Bring together every line in the data that includes "abstractarray".

--- Task input Enclosed Below ---

PR #415, opened 2023-06-05
add unit to allow `_units.code` to express and arbitrary mixture of units

### LINKED ISSUE #409: units for dataitems with mixed units?
Is there a unit code to be used for dataitems that have mixtures of units? or should it just not be included?

cf `_atom_type_scat.cromer_mann_coeffs`, where the units are a mixture of `none` and `angstrom_squared`

(also all the other scattering factor data items)

.

Could there be a `units.code` for `mixed`-type dataitems, where there are several different unit types? Not completely machine readable, but also shows that they aren't unitless, or arbitrary.

rowlesmr:
will close #409 

as mentioned in https://github.com/COMCIFS/cif_core/issues/409#issuecomment-1576037690

Where a dataitem consists of an arbitrary number of values, or a mixture of values with different units, use `.` to indicate that the user (either a person or a program) must decide which units to apply to any single value taken from the item.

### DIFF
--- a/ddl.dic
+++ b/ddl.dic
@@ -2325,8 +2325,9 @@ save_units.code
 ;
     A code which identifies the units of measurement.
 
-    'unspecified' is used only for List, Array, Matrix, or Table data types
-    where the constituent values have differing units.
+    The 'unspecified' code should only be used in cases when the units cannot
+    be properly expressed in DDLm. A typical example of such situation is a
+    List data item with constituent values that may have differing units.
 ;
     _name.category_id             units
     _name.object_id               code
--- a/ddl.dic
+++ b/ddl.dic
@@ -10,7 +10,7 @@ data_DDL_DIC
     _dictionary.title             DDL_DIC
     _dictionary.class             Reference
     _dictionary.version           4.1.0
-    _dictionary.date              2023-01-13
+    _dictionary.date              2023-06-10
     _dictionary.uri
         https://raw.githubusercontent.com/COMCIFS/cif_core/master/ddl.dic
     _dictionary.ddl_conformance   4.1.0
@@ -2089,10 +2089,13 @@ save_units.code
 
     _definition.id                '_units.code'
     _definition.class             Attribute
-    _definition.update            2021-03-01
+    _definition.update            2023-06-10
     _description.text
 ;
     A code which identifies the units of measurement.
+
+    'unspecified' is used only for List, Array, Matrix, or Table data types
+    where the constituent values have differing units.
 ;
     _name.category_id             units
     _name.object_id               code
@@ -2607,7 +2610,7 @@ save_
 
        Unified the spelling of certain words.
 ;
-         4.1.0                    2023-01-13
+         4.1.0                    2023-06-10
 ;
        Added new 'Word' content type.
 
@@ -2633,4 +2636,7 @@ save_
        Clarified the definition of the "Version" state in _type.contents
        by explicitly specifying that is adheres to the formal grammar
        provided in SemVer version 2.0.0.
+
+       Added 'unspecified' as a valid units.code for compound data types where
+       the constituent values have differing units.
 ;
--- a/ddl.dic
+++ b/ddl.dic
@@ -2869,8 +2869,7 @@ save_
        by explicitly specifying that is adheres to the formal grammar
        provided in SemVer version 2.0.0.
 
-       Added 'unspecified' as a valid units.code for compound data types where
-       the constituent values have differing units.
+       Added the "unspecified" enumeration value for the _units.code attribute.
 
        Added ENUMERATION_SOURCE and _enumeration_default.source_id to allow the
        source of default enumeration values to be recorded.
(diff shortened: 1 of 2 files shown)


rowlesmr:
@jamesrhester There was an error in the layout check:

```
ERROR: LoadError: MethodError: Cannot `convert` an object of type Nothing to an object of type String
Closest candidates are:
  convert(::Type{String}, !Matched::String) at essentials.jl:210
  convert(::Type{T}, !Matched::T) where T<:AbstractString at strings/basic.jl:231
  convert(::Type{T}, !Matched::AbstractString) where T<:AbstractString at strings/basic.jl:232
  ...
Stacktrace:
  [1] setindex!(A::Vector{String}, x::Nothing, i1::Int64)
    @ Base ./array.jl:843
  [2] copyto_unaliased!(deststyle::IndexLinear, dest::Vector{String}, srcstyle::IndexCartesian, src::SubArray{Union{Missing, Nothing, Dict{String, T}, Vector{T}, String} where T, 1, Vector{Union{Missing, Nothing, Dict{String, T}, Vector{T}, String} where T}, Tuple{Vector{Int64}}, false})
    @ Base ./abstractarray.jl:976
  [3] copyto!
    @ ./abstractarray.jl:950 [inlined]
  [4] copyto_axcheck!
    @ ./abstractarray.jl:1056 [inlined]
  [5] Vector{String}(x::SubArray{Union{Missing, Nothing, Dict{String, T}, Vector{T}, String} where T, 1, Vector{Union{Missing, Nothing, Dict{String, T}, Vector{T}, String} where T}, Tuple{Vector{Int64}}, false})
    @ Base ./array.jl:540
  [6] convert
    @ ./array.jl:532 [inlined]
  [7] setindex!(h::Dict{String, Vector{String}}, v0::SubArray{Union{Missing, Nothing, Dict{String, T}, Vector{T}, String} where T, 1, Vector{Union{Missing, Nothing, Dict{String, T}, Vector{T}, String} where T}, Tuple{Vector{Int64}}, false}, key::String)
    @ Base ./dict.jl:[38](https://github.com/COMCIFS/cif_core/actions/runs/5174257734/jobs/9320391335?pr=415#step:9:39)2
  [8] get_enums(d::DDLm_Dictionary)
    @ CrystalInfoFramework ~/.julia/packages/CrystalInfoFramework/IgvxU/src/ddlm_dictionary_ng.jl:676
  [9] CapitalCheck(d::DDLm_Dictionary)
    @ Main ~/work/cif_core/cif_core/julia_cif_tools/capitalisation.jl:[54](https://github.com/COMCIFS/cif_core/actions/runs/5174257734/jobs/9320391335?pr=415#step:9:55)
 [10] lint_report(filename::String; ref_dic::String, import_dir::String, warn::Bool, no_text::Bool)
    @ Main ~/work/cif_core/cif_core/julia_cif_tools/linter.jl:67
 [11] top-level scope
    @ ~/work/cif_core/cif_core/julia_cif_tools/linter.jl:107
in expression starting at /home/runner/work/cif_core/cif_core/julia_cif_tools/linter.jl:104
Error: Process completed with exit code 1.
```

ddl.dic
```diff
@@ -2320,10 +2320,13 @@ save_units.code
...
     _definition.id                '_units.code'
     _definition.class             Attribute
-    _definition.update            2021-03-01
+    _definition.update            2023-06-10
     _description.text
 ;
     A code which identifies the units of measurement.
+
+    'unspecified' is used only for List, Array, Matrix, or Table data types
+    where the constituent values have differing units.
```
vaitkus, line 2329:
```suggestion
    The 'unspecified' code should only be used in cases when the units cannot
    be properly expressed in DDLm. A typical example of such situation is a
    List data item with constituent values that may have differing units.
```

vaitkus: I suggest we generalise it a bit more.

Should we maybe also use this enumeration value as a placeholder in situations when the units are determined using dREL calculations (e.g. `_refln.a_calc`)? Software that properly handles dREL would simply override this values whereas less capable software could at least properly discern that the `_units.code` attribute was not accidentally left out.

ddl.dic
```diff
@@ -2865,6 +2868,9 @@ save_
        by explicitly specifying that is adheres to the formal grammar
        provided in SemVer version 2.0.0.
 
+       Added 'unspecified' as a valid units.code for compound data types where
+       the constituent values have differing units.
```
vaitkus, line 2872: This may need to change if the suggestion to generalise the purpose of `unspecified` is accepted.

ddl.dic
rowlesmr: Can't disagree with that. (but also not having (knowingly) worked with software that does proper dREL),

ddl.dic
```diff
@@ -2865,6 +2869,9 @@ save_
...
```
vaitkus, line 2873:
```suggestion
       Added the "unspecified" enumeration value for the _units.code attribute.
```

vaitkus (approved):
Looks good to me. Let's see if @jamesrhester has any additional comments.

jamesrhester:
Looks good to me.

--- End of Enclosed Task input ---

▶ Task solution
    @ Base ./abstractarray.jl:976
    @ ./abstractarray.jl:950 [inlined]
    @ ./abstractarray.jl:1056 [inlined]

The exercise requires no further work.